Scientific classification
- Kingdom: Animalia
- Phylum: Chordata
- Class: Mammalia
- Infraclass: Marsupialia
- Order: Dasyuromorphia
- Family: Dasyuridae
- Genus: Antechinus
- Species: A. subtropicus
- Binomial name: Antechinus subtropicus Van Dyck & Crowther, 2000

= Subtropical antechinus =

- Genus: Antechinus
- Species: subtropicus
- Authority: Van Dyck & Crowther, 2000
- Conservation status: LC

Species of marsupial

The subtropical antechinus (Antechinus subtropicus) is a species of small carnivorous marsupial of the family Dasyuridae.

==Taxonomy==
It was previously thought to be conspecific with the brown antechinus (Antechinus stuartii).
==Description==
It is difficult to distinguish it from its close relatives, but its significant features include a long and narrow muzzle and a generally mid-brown colour.
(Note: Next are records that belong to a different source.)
PR #442, opened 2024-03-10
Bluetooth Low Energy (BLE) Link Driver

UnexDev:
This PR implements the [CRTP over BLE](https://www.bitcraze.io/documentation/repository/crazyflie2-nrf-firmware/master/protocols/ble/). The implementation is not fully done yet, but I feel like opening this PR will allow for feedback and faster development.

The only thing that I don't know about is the fact that the only way to use the driver is to use the `asyncio` package along with it. This is, as far as I know, the only way to resolve a `coroutine`.

### DIFF
--- a/cflib/crtp/__init__.py
+++ b/cflib/crtp/__init__.py
@@ -33,6 +33,7 @@ from .serialdriver import SerialDriver
 from .tcpdriver import TcpDriver
 from .udpdriver import UdpDriver
 from .usbdriver import UsbDriver
+from .bledriver import BLEDriver
 
 __author__ = 'Bitcraze AB'
 __all__ = []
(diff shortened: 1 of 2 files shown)


knmcguire:
Hi! and thanks! Sorry for the late reply but we will discuss this at our next triage meeting

ataffanel:
We still needs some time to properly review it. It won't be time for the immediate next release though.

@UnexDev What is your current state on this PR? It seemed that it was still in progress. Do you want to commit anything else?

ToveRumar:
Hi @UnexDev !

I just want to check up on the status of this PR. 
Are you planning to keep working on it? 

If not we will need to close this PR for now, however it can be reopened if needed in the future.

ataffanel:
We will close this PR since the future will be with a Rust-backed crazyflie lib and we will then implement the BLE link (if any) in the Rust lib.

It is the largest of the brown antechinus complex. It mainly eats insects and after mating, all of the males die of stress-related diseases, like many other species in this family.
==Distribution and habitat==
The subtropical antechinus is found south from Gympie in Queensland, Australia, to the far northeast of New South Wales, where it is essentially restricted to subtropical vine forest below 1000 m elevation. A relict population is also found in Dorrigo National Park.